Although I do not want to interfere in any way with another place, I watched the debate in the Commons and believe that one matter needs to be given consideration—perhaps Ministers can pass this on to their colleagues. Part of the problem that we ran into was caused by the draconian guillotine at Report stage in another place. That left a huge burden of scrutiny on this House, and that is not healthy. It makes us feel very good in that we do all the work, but it is not healthy that the democratically elected House does not consider Bills with the thoroughness required. However, I think we can say that we have done so.

This is a most welcome amendment, as was the earlier concession inspired by my noble friend Lord Lester concerning human rights matters being written on to the face of the Bill. It is a better Bill but it needs to be watched, and I think that we can now do that.

Lord Elton

My Lords, the noble Lord, Lord McNally, forgets that one advantage of having hereditary Peers around is that they have had plenty of experience of opposition. I have had twelve and a half years myself.

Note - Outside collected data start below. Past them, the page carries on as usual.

PR #1900, opened 2025-01-31
[Enhancement][zos_job_query] Map system and subsystem from ZOAU reponse

surendrababuravella:
##### SUMMARY
Mapping system and subsystem values directly from zoau to zos_job_query response #1694 

##### ISSUE TYPE
- Feature Pull Request

##### COMPONENT NAME
zos_job_query

##### ADDITIONAL INFORMATION
zos_job_query response
```
{
        "changed": false,
        "failed": false,
        "jobs": [
            {
                "asid": 0,
                "content_type": "JOB",
                "creation_date": "2025-01-31",
                "creation_time": "3:12:05",
                "execution_time": "00:00:02",
                "job_class": "R",
                "job_id": "JOB00273",
                "job_name": "SLEEP",
                "owner": "USER",
                "priority": 1,
                "program_name": "BPXBATCH",
                "queue_position": 28,
                "ret_code": {
                    "code": 0,
                    "msg": "CC"
                },
                "subsystem": "JES2",
                "svc_class": null,
                "system": "ZOSSERVER"
            }
        ],
        "message": ""
    }
}
```

### DIFF
--- a/changelogs/fragments/1900-zos_job_query-map_system_subsystem.yml
+++ b/changelogs/fragments/1900-zos_job_query-map_system_subsystem.yml
@@ -1,0 +1,3 @@
+minor_changes:
+  - zos_job_query - system and subsystem values are captured directly from zoau response and mapped in the modules response.
+    (https://github.com/ansible-collections/ibm_zos_core/pull/1900).
--- a/changelogs/fragments/1900-zos_job_query-map_system_subsystem.yml
+++ b/changelogs/fragments/1900-zos_job_query-map_system_subsystem.yml
@@ -1,3 +1,3 @@
 minor_changes:
-  - zos_job_query - system and subsystem values are captured directly from zoau response and mapped in the modules response.
+  - zos_job_query - System and Subsystem are now retrieved from JES.
     (https://github.com/ansible-collections/ibm_zos_core/pull/1900).
--- a/plugins/module_utils/job.py
+++ b/plugins/module_utils/job.py
@@ -376,11 +376,11 @@ def _get_job_status(job_id="*", owner="*", job_name="*", dd_name=None, dd_scan=T
             job["ret_code"]["steps"] = []
             job["ddnames"] = []
             job["duration"] = duration
-            if hasattr(entry,"execution_time"):
+            if hasattr(entry, "execution_time"):
                 job["execution_time"] = entry.execution_time
-            if hasattr(entry,"system"):
+            if hasattr(entry, "system"):
                 job["system"] = entry.system
-            if hasattr(entry,"subsystem"):
+            if hasattr(entry, "subsystem"):
                 job["subsystem"] = entry.subsystem
 
             if dd_scan:
--- a/plugins/module_utils/job.py
+++ b/plugins/module_utils/job.py
@@ -376,9 +376,12 @@ def _get_job_status(job_id="*", owner="*", job_name="*", dd_name=None, dd_scan=T
             job["ret_code"]["steps"] = []
             job["ddnames"] = []
             job["duration"] = duration
-            job["execution_time"] = entry.execution_time
-            job["system"] = entry.system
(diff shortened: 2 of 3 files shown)


richp405 (approved):

tests/functional/modules/test_zos_job_query_func.py
```diff
@@ -124,12 +124,14 @@ def test_zos_job_name_query_multi_wildcards_func(ansible_zos_module):
...
             assert result.get("jobs")[0].get("ret_code").get("code") == 0
+            assert result.get("jobs")[0].get("execution_time") is not None
+            assert result.get("jobs")[0].get("system") is not None
+            assert result.get("jobs")[0].get("subsystem") is not None
 
             jobname = "HE*L*"
             qresults = hosts.all.zos_job_query(job_name=jobname, owner="*")
             for qresult in qresults.contacted.values():
                 assert qresult.get("jobs") is not None
-                assert qresult.get("jobs")[0].get("execution_time") is not None
```
fernandofloresg, line 132: We should keep this assertion because we are implementing this enhancement in `zos_job_query`, is a good thing that you added those assertions inside the `zos_job_submit` response, keep them, but make sure that we validate them in `zos_job_query` response too.

tests/functional/modules/test_zos_job_query_func.py
```diff
@@ -95,7 +96,6 @@ def test_zos_job_id_query_multi_wildcards_func(ansible_zos_module):
                 assert qresult.get("jobs") is not None
                 assert qresult.get("jobs")[0].get("system") is not None
                 assert qresult.get("jobs")[0].get("subsystem") is not None
-                assert qresult.get("jobs")[0].get("execution_time") is not None
```
fernandofloresg, line 98: Same comment as below, we should keep the assertions in `zos_job_query` response too.

plugins/module_utils/job.py
```diff
@@ -374,7 +376,12 @@ def _get_job_status(job_id="*", owner="*", job_name="*", dd_name=None, dd_scan=T
             job["ret_code"]["steps"] = []
             job["ddnames"] = []
             job["duration"] = duration
-            job["execution_time"] = entry.execution_time
+            if hasattr(entry, "execution_time"):
+                job["execution_time"] = entry.execution_time
+            if hasattr(entry, "system"):
+                job["system"] = entry.system
+            if hasattr(entry, "subsystem"):
```
fernandofloresg, line 383: In this part looks like If we call the function with dd_scan=True it would now return a different value for system and subsystem like when we use it from `job_output` function, used by `zos_job_output` module.

That would create some inconsistencies in the results from one module to another, I suggest we add a check like if we already have populated "system" or "subsystem" do not fetch it from the dd_scan log.

fernandofloresg: This in line 488.

changelogs/fragments/1900-zos_job_query-map_system_subsystem.yml
```diff
@@ -0,0 +1,3 @@
+minor_changes:
+  - zos_job_query - system and subsystem values are captured directly from zoau response and mapped in the modules response.
```
fernandofloresg, line 2: I would rephrase this since is a customer facing change.
```suggestion
  - zos_job_query - System and Subsystem are now retrieved from JES.
```

fernandofloresg (changes requested):

changelogs/fragments/1900-zos_job_query-map_system_subsystem.yml
ddimatos: You can review how to write a changelog fragement and its guidelines here. https://docs.ansible.com/ansible/latest/community/development_process.html#creating-a-changelog-fragment

fernandofloresg (approved):
LGTM!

This undertaking is a gift horse and I think that it has a pretty good mouth. I shall look into it for a moment, if I may. Had the Commons agreed to our amendment, the whole of Part 2 of the Bill would have been examined. As I understood what the noble Lord explained as the Government's undertaking, a review will take place of only the powers that are used within 12 months, but one failing may be that the powers will not be used. It seems to me that the Government's use of the whole of Part 2 should be under review, and I hope that the noble Lord can reassure us that that will be the case.

Like my noble friend, I warmly greet the appearance of a listening government on the Front Bench opposite. Together with my noble friend on the Front Bench, I thank my noble friends for their support. This has been a good example of inter-party co-operation and team support.

6.45 p.m.

Lord Lucas

My Lords, yes, but in a way we are getting more than we asked for as we are to have a proper review on which to base our debate, rather than just governmental assertions, which we would have had under our amendment. That is a great advance. It reflects the way in which the Front-Bench team have handled the Bill. When we have asked for something, and they think we should have it, they have given us a little extra on top. I am enormously grateful for that.

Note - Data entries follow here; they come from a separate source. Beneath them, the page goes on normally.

Issue #1898, opened 2025-01-29
[Bug] Wrongly behavior for force_lock parameter to copy in PDS with $ in the name


vcorfmatibm:
### Is there an existing issue for this?

- [x] There are no existing issues.

### Bug description

There is an issue with zos_copy module with parameter force_lock set to False, when I want to copy in a PDS that is being used and if this PDS has $ in his name. In this case, the copy wrongly success even if the PDS is being used, but it should fail.
The same case with a PDS without $ in his name fails with error "Unable to write to dest '..........' because a task is accessing the data set."
Regarding the code, I saw that the data_set_locked(dataset_name) method returns False instead of True. The dataset_name in command_dgrs should be formatted by adding \ before $. I tested with this correction and it works.

### IBM z/OS Ansible core Version

v1.12.0

### IBM Z Open Automation Utilities

v1.3.4

### IBM Enterprise Python

v3.13.x

### ansible-version

v2.15.x

### z/OS version

v2.5

### Ansible module

zos_copy

### Ansible configuration.

```YAML
ansible [core 2.15.8]
  config file = None
  configured module search path = ['/home/vcorfmat/.ansible/plugins/modules', '/usr/share/ansible/plugins/modules']
  ansible python module location = /home/vcorfmat/.local/lib/python3.10/site-packages/ansible
  ansible collection location = /home/vcorfmat/.ansible/collections:/usr/share/ansible/collections
  executable location = /home/vcorfmat/.local/bin/ansible
  python version = 3.10.12 (main, Nov 20 2023, 15:14:05) [GCC 11.4.0] (/usr/bin/python3)
  jinja version = 3.1.2
  libyaml = True
```

### Contents of the inventory

```YAML

```

### Contents of `group_vars` or `host_vars`

```YAML

```

fernandofloresg:
Fixed by #1908

PR #1907, opened 2025-02-05
[Bugfix][1.12.1][1898][zos_copy]Fix zos_copy failing when force_lock is true and data set name contains a special character

AndreMarcel99:
##### SUMMARY
When force_lock option is set to False (Default) use function to validate if the data set is locked, when the dataset name include special characters it fails. Change now escape special characters.

Fixer #1898 
##### ISSUE TYPE

- Bugfix Pull Request

##### COMPONENT NAME
Escape dataset name and add simple quotes for calls on the shell for test suite.

Captura de pantalla 2025-02-05 a la(s) 2 01 26 p m
Captura de pantalla 2025-02-05 a la(s) 2 01 40 p m
Captura de pantalla 2025-02-05 a la(s) 2 35 40 p m

### DIFF
--- a/changelogs/fragments/1917-wrong_behaviour_force_lock_parameter.yml
+++ b/changelogs/fragments/1917-wrong_behaviour_force_lock_parameter.yml
@@ -1,4 +1,4 @@
 bugfixes:
-  - zos_copy: Previously if the dataset name includes special characters such as $ fail when force_lock is false
+  - zos_copy - Previously if the dataset name includes special characters such as $ fail when force_lock is false
       in the validation. Change now allow the use of special characters.
       (https://github.com/ansible-collections/ibm_zos_core/pull/1907)
--- a/changelogs/fragments/1917-wrong_behaviour_force_lock_parameter.yml
+++ b/changelogs/fragments/1917-wrong_behaviour_force_lock_parameter.yml
@@ -1,4 +1,4 @@
 bugfixes:
-  - zos_copy - Previously if the dataset name includes special characters such as $ fail when force_lock is false
-      in the validation. Change now allow the use of special characters.
+  - zos_copy - Previously, if the dataset name included special characters such as $, validation would fail when force_lock was false.
+      This has been changed to allow the use of special characters when force_lock option is false.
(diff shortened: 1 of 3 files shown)


changelogs/fragments/1917-wrong_behaviour_force_lock_parameter.yml
fernandofloresg, line 1: I suggest a rephrase to correct grammar mistakes : 

Previously, if the dataset name included special characters such as $, validation would fail when force_lock was true. This has been changed to allow the use of special characters when force_lock option is true.

tests/functional/modules/test_zos_copy_func.py
```diff
@@ -1976,7 +1976,7 @@ def test_ensure_copy_file_does_not_change_permission_on_dest(ansible_zos_module,
 def test_copy_dest_lock(ansible_zos_module, ds_type, f_lock ):
     hosts = ansible_zos_module
     data_set_1 = get_tmp_ds_name()
-    data_set_2 = get_tmp_ds_name()
+    data_set_2 = get_tmp_ds_name(symbols=True)
```
fernandofloresg, line 1979: symbols=True has the problem of being random, so you won't know for sure which special characters you are getting I would suggest to use something like

```suggestion
    data_set_2 = get_tmp_ds_name(llq_size=4)
    data_set_2 = f"{data_set_2}$#@"
```

Will will ensure every time we run this test case we are always testing the same special characters.

fernandofloresg (changes requested):
Nice solution, just requested a couple of minor changes

changelogs/fragments/1917-wrong_behaviour_force_lock_parameter.yml
AndreMarcel99: The problem is when force_lock was false

AndreMarcel99:
Captura de pantalla 2025-02-05 a la(s) 7 01 04 p m
Captura de pantalla 2025-02-05 a la(s) 7 01 23 p m

fernandofloresg (approved):
LGTM!

richp405 (approved):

I am very impressed by the way the matter has been handled, both by officials and by Ministers. The noble Lord, Lord Bassam, has put in a stellar performance, which has been commented on by many other Members of the House who have stayed to listen to the debates, and it has been a pleasure to be part of the process.

Lord Bassam of Brighton

My Lords, I am flattered. Footballers use a term, but I shall not use it this evening. I am very grateful for those warm words. I believe that the House can feel good about itself on this occasion. We have done a good job. There has been effective scrutiny. I am particularly grateful for the courtesy that noble Lords have extended, not only to me, but also to my noble friend Lady Scotland, who has also undertaken a tremendous amount of work on the Bill. That spirit of co-operation has carried forward a very difficult piece of legislation that none of us feels absolutely happy about because we never want to see the circumstances in which it would he used.

I am grateful for the support. The noble Lord, Lord Lucas, is right: this way of looking at the legislation—it will cover the whole of Part 2—is perhaps more beneficial in its extent than the effect of the amendment that., in good cause, the noble Baroness, Lady Buscombe, moved earlier. We have come to a happy conclusion on a difficult piece of legislation, but a piece of legislation that was in urgent need of modernisation and which in many senses we hope we shall never have to use to the fullest extent.

On Question, Motion agreed to.

Lord Davies of Oldham

My Lords, I beg to move that the House do now adjourn during pleasure. In moving the Motion, I can drop a hint that the process of prorogation may be two hours away. Of course, everyone is very welcome.

Moved accordingly, and, on Question, Motion agreed to.